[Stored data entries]
· · ·

PR #3236, opened 2026-03-19
feat: serverless worker deployment CRUD

rossnelson:
## Summary

Implements full CRUD UI for serverless worker deployments under \`/workers/deployments/\`:

https://github.com/user-attachments/assets/9833e5af-5e6d-4ce8-b825-fa258e1454f9

Also see worker code at: https://github.com/rossnelson/temporal-serverless-worker/blob/main/SETUP.md

**Deployments**
- Deployment list page with empty state and capability guard
- Deployment detail page with compute badge, version table, and actions menu
- Create deployment form: name + compute provider picker (AWS Lambda / GCP Cloud Run), Lambda ARN, IAM Role ARN, scaling and limits (min/max instances)
- Delete deployment (available when no versions exist)
- Three-call orchestration on create: validate compute config → create deployment → create initial version, with rollback on failure

**Versions**
- Version table rows with lazy-loaded detail expansion, compute details, and actions menu
- Create version form wired to \`CreateWorkerDeploymentVersion\` API
- Edit/update version compute config
- Version actions menu rendered via portal to avoid table overflow clipping
- Filter version instances by deployment

**Compute Provider**
- Compute provider picker UI with AWS Lambda and GCP Cloud Run options
- AWS/GCP provider icons added to Holocene icon library
- Compute badge component for list/detail views
- Setup guide toggle for AWS Lambda setup instructions

**Infrastructure**
- \`deployments-service.ts\` with typed API calls for all CRUD operations
- \`serverless-worker-service.ts\` for legacy serverless worker calls
- \`CapabilityGuard\` component for feature-flagging UI sections
- Deployment sub-components extracted for reuse
- Deployments service unit tests
- Route helpers for deployment/version paths with test coverage
- Bump \`go.temporal.io/api\` to \`v1.62.8\`

## Test plan

- [ ] Deployment list renders with empty state when no deployments exist
- [ ] Create form validates ARN format on submit; errors appear inline
- [ ] Successful create calls API with correct payload (region extracted from Lambda ARN)
- [ ] Delete button appears only when deployment has zero versions
- [ ] Version table expands row to show compute details
- [ ] Create version form validates and submits correctly
- [ ] Actions menu in version table renders above table overflow boundary
- [ ] Capability guard hides sections when feature is disabled
- [ ] All deployments service unit tests pass

PR #3351, opened 2026-04-29
Fix null conditionals in search attribute filter

laurakwhit:
## Description & motivation 💭 

When selecting `Is null` / `Is not null` in the Workflow search attribute filter it should now create the correct query. The filter was either being dropped (because `value === ''`) or emitting a malformed statement with the empty value interpolated in it.

Behavior was introduced when value was set to empty string [here](https://github.com/temporalio/ui/pull/3236/changes#diff-340e6397a2f250727f71de58746d9ef34d63774f0736fb02d133b24982cdb22aR329).
   
### How was this tested 👻 

- [x] Manual testing
- [ ] E2E tests added
- [x] Unit tests added

Go to `/workflows` > `+ Add Filter` > select a `Keyword` search attribute
   - [ ] Select `Is null` and verify it updates the query correctly
   - [ ] Select `Is not null` and verify it updates the query correctly

### DIFF
--- a/src/lib/components/workflow/filter-bar/dropdown-filter-chip.svelte
+++ b/src/lib/components/workflow/filter-bar/dropdown-filter-chip.svelte
@@ -326,7 +326,7 @@
         active={localFilter.conditional === option.value}
         on:click={() => {
           if (isNullConditional(option.value)) {
-            localFilter.value = '';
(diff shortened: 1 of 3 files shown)


GraceGardner (approved):
Thanks for getting this in

PR #3356, opened 2026-04-29
feat(DT-3944): SignalWithStart system Nexus obfuscation — decode infrastructure + UI

rossnelson:
## Summary

Temporal exposes a built-in Nexus endpoint, `__temporal_system`. A workflow calls it to signal-with-start another workflow, and that arrives in event history as generic plumbing — `NexusOperationScheduled` / `NexusOperationCompleted`, carrying an endpoint, a service, an operation name and a request ID. The transport, not what the caller did. The payload compounds it: a `SignalWithStartWorkflowExecutionRequest` encoded as `binary/protobuf`, which the UI had no way to read.

### Caller

| timeline | history |
|--------|--------|
| CleanShot 2026-08-25 at 13 41 26 CleanShot 2026-08-25 at 13 39 13  | CleanShot 2026-08-25 at 13 39 23  |

### Target

| timeline | history |
|--------|--------|
| CleanShot 2026-08-25 at 13 40 43 | CleanShot 2026-08-25 at 13 40 31 | 

### History Cards 

CleanShot 2026-08-25 at 13 43 13

This decodes the payload in the browser and renders the operation instead — on both sides of the call — and puts all operation knowledge behind one registry so the next operation is additive.

Closes DT-3945, DT-3946, DT-3947, DT-3948, DT-3949, DT-4385. Part of DT-3944.

## What a reviewer sees

**Caller history** — events 5 and 6 read **Signal With Start Workflow Execution Initiated** and **Delivered**, in signal pink with the signal icon rather than the Nexus star. The Nexus wrapper fields (`endpoint`, `service`, `operation`, `requestId`) are hidden.

| Card | Shows |
| --- | --- |
| Initiated | Target Execution (link), Signal Name, and the input split into **Signal Input** and **Workflow Input** |
| Delivered | **Initiated Event ID** linking back to event 5, Target Execution, and the decoded result |

The two Target Execution links resolve differently, by necessity. Initiated has only a workflow ID — the run does not exist yet, which is the point of signal-with-start — so it opens the workflow list filtered by that ID. Delivered has the run ID from the response, so it links to that run.

**Target history** — `Workflow Execution Signaled` leads with **Caller Execution**, and expanded also shows **Caller Event**, deep-linking to `NexusOperationScheduled (5)` in the caller. The two histories connect in both directions.

**Expansion** — signal-with-start is synchronous and its two events carry nearly identical fields, so opening one event opens one card rather than the whole group. Opening the collapsed **Compact** row, which represents the group, still opens both.

## How it is built

All operation knowledge lives in `src/lib/system-nexus-endpoints/`. Host components never branch on an operation.

```
src/lib/system-nexus-endpoints/
├── index.ts                        registry + the public API
├── types.ts                        SystemNexusOperationDefinition contract
├── shared.ts                       link / target / state helpers
└── signal-with-start-workflow/
    ├── schemas.ts                  proto message types + bufbuild schemas
    ├── definition.ts               everything about this operation
    └── input-renderer.svelte       how its payload renders
```

Six consumers each ask one question and render the answer:

| Consumer | Asks |
| --- | --- |
| `event-card`, `event-summary-row` | `resolveSystemNexusEvent(event, ctx)` |
| `event-details-full` | `…?.expandsIndividually` |
| `timeline-graph-row` | `…?.timelineCategory` |
| `get-group-name` | `systemNexusGroupLabel(event)` |
| `decode-payload` | `schemaForMessageType(messageType)` |
| `event-card`, `input-and-results-payload` | `systemNexusInputRenderer(payload)` |

`resolveSystemNexusEvent` returns `null` for anything unregistered, so every other event falls through to existing rendering untouched.

Payload decoding is separate and general: `decode-binary-protobuf.ts` is a pure decoder taking a schema, wired into `decode-payload.ts` so any `binary/protobuf` payload with a registered `messageType` renders as JSON through every existing surface — event cards, compact rows, the JSON view, copy and download.

## Adding the next operation

```bash
pnpm system-nexus-operation:new StartWorkflowExecution --kind start-workflow --category workflow
```

Writes the three files and registers the operation in the kind union and the registry array. The generated code compiles and lints as-is; two TODOs mark what to fill in. `.claude/skills/system-nexus-operation/SKILL.md` documents the contract for whoever — or whatever — does it next.

## Security fixes from review

- **Query escaping.** The target search interpolated a decoded workflow ID straight into a visibility query literal. That ID is authored by the caller, so a quote closed the literal and changed the query. Backslashes and quotes are now escaped.
- **Endpoint verification.** A terminal Nexus event carries no endpoint, so the Completed branch trusted the payload's own `messageType` to decide an event was a system operation — meaning a handler on a tenant's own endpoint could stamp that type and be rendered as trusted. It now requires the operation's initiating event, which does carry the endpoint.

## Server support

This needs a Temporal server built from `main` (1.32 development, not 1.31.x), with `history.enableChasm` and `history.enableSignalWithStartFromWorkflow` enabled — the latter is namespace-scoped and defaults to off. Until 1.32 ships, these events arrive as ordinary Nexus operations and the UI renders them exactly as it does today, so merging early is safe.

## Known gaps

- **`NexusOperationFailed`, `TimedOut` and `Canceled` are not remapped.** Their attributes carry only `scheduled_event_id`, `failure` and `request_id` — no endpoint, no operation — so the event cannot identify itself. `stateVerbs` already holds the labels; the initiating-event plumbing added for the endpoint check is what the wiring needs.
- **`Control` and `Identity` render nothing.** Both exist in the proto, but no caller populates them; verified against live histories on upstream `main`. A design decision rather than a fix.
- **Caller-side links on the signaled event** key off the event type rather than the registry, because the target event carries nothing identifying the operation.
- **`WorkflowId="…"` interpolation appears in four other places** in the codebase, unrelated to this change. Only the one in this diff is fixed here.

## Test plan

- [x] `pnpm check` — 0 errors
- [x] `pnpm test -- --run` — 189 files, 2649 passing
- [x] `pnpm lint` — clean for tracked files
- [x] Caller history: both events relabelled, both link tiers, decoded Signal Input and Workflow Input
- [x] Target history: Caller Execution and Caller Event deep-link back to the caller
- [x] Expanding one event in **All** opens one card; the **Compact** group row opens both
- [x] Non-system Nexus operations and all other events render unchanged


Alex-Tideman:
How does this show in the Timeline? As a signal?

rossnelson:
> How does this show in the Timeline? As a signal?

@Alex-Tideman yes, ive added screenshots to the desc. The operation is green on completion and when you hover it shows the pink signal color.

Alex-Tideman (approved):

rossnelson:
🎉

PR #3359, opened 2026-04-30
refactor(DT-3906): Simple Svelte 5 migrations

tegan-temporal:
## Description & motivation 💭 

We want to (eventually) have all our code in Svelte 5 syntax.

This PR migrates components where the migration is very straightforward.
  - No named slots
  - No event handlers

## Testing 🧪 

Manual smoke testing all changes should be 1:1 (no behavior changes).
### How was this tested 👻 

- [x] Manual testing
- [ ] E2E tests added
- [ ] Unit tests added

### DIFF
--- a/src/lib/components/lines-and-dots/svg/history-graph.svelte
+++ b/src/lib/components/lines-and-dots/svg/history-graph.svelte
@@ -11,27 +11,26 @@
   import HistoryGraphRowVisual from './history-graph-row-visual.svelte';
   import Line from './line.svelte';
 
-  export let groups: EventGroups;
-  export let history: WorkflowEventWithPending[];
+  interface Props {
+    groups: EventGroups;
+    history: WorkflowEventWithPending[];
+  }
 
-  $: workflowTaskGroups = groupWorkflowTaskEvents(
-    $filteredEventHistory,
-    $eventFilterSort,
+  let { groups, history }: Props = $props();
+
+  const workflowTaskGroups = $derived(
+    groupWorkflowTaskEvents($filteredEventHistory, $eventFilterSort),
   );
-  $: allGroups = [...workflowTaskGroups, ...groups];
+  const allGroups = $derived([...workflowTaskGroups, ...groups]);
 
   const { height, radius } = HistoryConfig;
 
   const nodeBuffer = 4 * radius;
   const maxWidth = 600;
 
-  let canvasWidth = nodeBuffer;
-  let visualWidth = 0;
-
-  $: canvasHeight = history.length * height;
-
-  $: getMaxWidth = (items: WorkflowEventWithPending[]) => {
-    items.forEach((event) => {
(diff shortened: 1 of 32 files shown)


src/lib/components/lines-and-dots/svg/history-graph.svelte
```diff
@@ -11,40 +11,40 @@
...
         $eventFilterSort,
       );
-      canvasWidth = Math.max(canvasWidth, offset * 1.75 * radius + nodeBuffer);
-      visualWidth = Math.min(canvasWidth - 2 * radius, maxWidth);
+      width = Math.max(width, offset * 1.75 * radius + nodeBuffer);
     });
-  };
+    return width;
+  });
+  const visualWidth = $derived(Math.min(canvasWidth - 2 * radius, maxWidth));
```
andrewzamojc, line 45: I like the untangling here. I find the svelte5 version so much easier to understand.

src/lib/components/lines-and-dots/workflow-error-stack-trace.svelte
```diff
@@ -42,5 +48,5 @@
   </Accordion>
 {/if}
 {#if failure?.cause}
-  <svelte:self failure={failure.cause} />
+  <Self failure={failure.cause} />
```
andrewzamojc, line 51: neat! TIL both old and new way here.

src/lib/components/payload-input.svelte
```diff
@@ -27,6 +37,12 @@
     }
   };
 
+  const computedError = $derived(!isValidInput(input));
+
+  $effect(() => {
+    error = computedError;
+  });
```
andrewzamojc, line 44: Bindable pattern makes sense to me.

src/lib/holocene/combobox/async-test.svelte
```diff
@@ -3,16 +3,20 @@
...
-  let loading = false;
+  const syncOptions = ['one', 'two', 'three'];
+  const asyncOptions = ['asyncone', 'asynctwo', 'asyncthree'];
+  let value = $state('');
+  let options = $state<string[]>(syncOptions);
+  let loading = $state(false);
   let abortController: AbortController | null = null;
 
-  $: i = 0;
+  let i = $derived(0);
```
andrewzamojc: Should this be state instead of derived? Or if it doesn't need to be reactive, then const?

andrewzamojc (approved):
This LGTM. Nice choice of changes to keep it easy to review and not too many changes needed to consumers in `cloud-ui`.

src/lib/holocene/combobox/async-test.svelte
tegan-temporal: Yeah it can be made into a `$state(0)` instead. $derived was a more direct translation of what was previously there but since the line had no dependencies it wasn't ever reseting back to 0.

· · ·

What is expected
Locate the lines above that hold the word "items". Show every one of them.

Written solution
-  $: getMaxWidth = (items: WorkflowEventWithPending[]) => {
-    items.forEach((event) => {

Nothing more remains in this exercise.